糾結了幾天之後,方茜兮想通了,回去吧,總是要過去的。
對於她的這個決定謝一煊自然是沒什麽意見,叫人在寧城那邊安排一下,帶著小星星,一家三口一起去一趟。
“茜兮呀,要是有什麽事情的話隨時打電話聯係,需要的話我和你爸過去看看”
章琳抱著小星星舍不得,她家的小星星呀就是這麽可愛。
和方茜兮單獨說了幾句話,方家的事情她也是清楚的,為人父母者能做出那些沒良心的事情來也是夠奇葩的。
隻不過到底是方茜兮的親生父母,她也不好說什麽,好在茜兮是個心裏明白的,不然她還真的不敢保證自己會不會同意。
方家的事情亂七八糟,茜兮是他們謝家的人,以前她不管,但是現在要欺負茜兮,也得問問他們答不答應。
“謝謝媽”
方茜兮心中觸動,章琳這個婆婆對她真的是很好的,在謝家她感受到的是曾經不敢奢望的家庭溫暖。
“都是一家人,說什麽謝不謝的,你們照顧好自己,看好小星星就行了,一煊,照顧好茜兮和小星星”
章琳不厭其煩的囑咐兒子。
“放心吧”
謝則陵看著事無巨細的妻子,心裏已經在琢磨他們去哪裏旅遊才好,孩子們都這麽大了,還不許他們過個二人世界?
“爸媽,我先去台裏了”
送走了謝一煊他們,謝一婉也打算去上班了,赫赫有名的娛樂主持人,在台裏算的上是頂梁柱的一種存在。
“天天跑,也不見你帶個女婿回來,我要你有何用?”
章琳看著謝一婉就覺得頭疼,整天風風火火的,台麵和什麽成功人士,演員接觸的也不少,在什麽場合都可以遊刃有餘,就是在自己的婚姻大事上麵一點苗頭都沒有。
安排個相親吧,還整天推三阻四的,她都要懷疑自己這個閨女是不是對男人沒興趣了。
“合著您生個閨女就是為了要個女婿呀?有我這個小棉襖天天圍繞在身邊難道不好好?要什麽女婿呀,您抱孫子還不開心?”

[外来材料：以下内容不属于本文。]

PR #6622, opened 2024-09-05
Add `pickle` support for `MultiBlock` and use official VTK format

user27182:
### Overview

- Use the official pickle format supported by VTK:
https://github.com/Kitware/VTK/blob/master/Wrapping/Python/vtkmodules/util/pickle_support.py
    - This utility is new to VTK 9.3
- Make this format the new default for `pyvista.PICKLE_FORMAT`
- Fix #6419
- Support serializing object with `user_dict` set

PR #6631, opened 2024-09-07
Move `pickle` tests from `test_dataset` to `test_dataobject`

user27182:
### Overview

These tests are in the wrong place. Pickling applies to all data objects, not just datasets. I couldn't find these tests initially when working through #6622 partly because of this. This PR also adds "pickle" to the tests names, since that was also contributing to me not being able to find them.


tkoyama010 (approved):
LGTM

PR #6632, opened 2024-09-08
Use `pydocstyle` rules with `ruff`

user27182:
### Overview

See rules: https://docs.astral.sh/ruff/rules/#pydocstyle-d

### DIFF
--- a/examples/01-filter/distance-between-surfaces.py
+++ b/examples/01-filter/distance-between-surfaces.py
@@ -1,5 +1,4 @@
-"""
-Distance Between Two Surfaces
+"""Distance Between Two Surfaces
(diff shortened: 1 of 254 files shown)


examples/01-filter/distance-between-surfaces.py
```diff
@@ -1,5 +1,4 @@
-"""
-Distance Between Two Surfaces
+"""Distance Between Two Surfaces
 ~~~~~~~~~~~~~~~~~~~~~~~~~~~~~
```
user27182, line 2: This change is not great. Only seems to apply to `examples`

user27182:
pre-commit.ci autofix

banesullivan (approved):

PR #6639, opened 2024-09-10
Compare sample and interpolate in example

MatthewFlamm:
### Overview

Stemming from a discussion on slack, there is ongoing confusion about when to use `interpolate` and when to use `sample`.  (added because it was part of the original discussion: there used to be `probe` but this has been removed.)

I think most of the confusion arises due to naming, i.e. `interpolate` is generic. However, `interpolate` semi-follows vtk naming, `vtkPointInterpolator`.  We could consider renaming it to `interpolate_points`, but this is a breaking change and this filter is likely to be heavily utilized.

This PR adds in an example that directly compares and contrasts the two approaches.  Including one contrived example to show when ``interpolate`` fails and when ``sample`` succeeds.  And vice versa.

I think this PR would still be useful even if a rename is decided upone.

## Details
Will add in doc image cache for testing after the CI runs.


examples/01-filter/resample.py
```diff
@@ -4,22 +4,9 @@
 Resampling
 ~~~~~~~~~~
```
MatthewFlamm, line 5:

謝一婉笑眯眯的挽著自家母上大人的胳膊,或許到了一定的年齡之後身邊的人都開始著急起來了,開始她真的沒什麽心思,結婚幹什麽呀,小白臉他不香嗎?
想起最近跑去國外的某個人,心裏默默的加上一句,就是有點麻煩。
“少來這套,我看啊你這小棉襖是漏風了”
章琳也是無奈的緊,白了一眼謝一婉,這丫頭就是這個樣子,風風火火的。
“好啦好啦,我先走了,爸媽拜拜咯”
謝一婉又賣了一會乖,拿著自己的東西出門了。
“你看看你看看,風風火火的,我都不知道她是不是對男人沒興趣了,管管你閨女”
章琳回頭看了一眼自己身邊的謝則陵。
“用不著這麽著急,婉婉還小,多留在家幾年也沒什麽不好的”
謝則陵不覺得有什麽不好的,女兒對在家裏幾年也是好事,他又不是養不起,找不到一個真心嗬護愛護婉婉的男人的話,還不如在家裏呢。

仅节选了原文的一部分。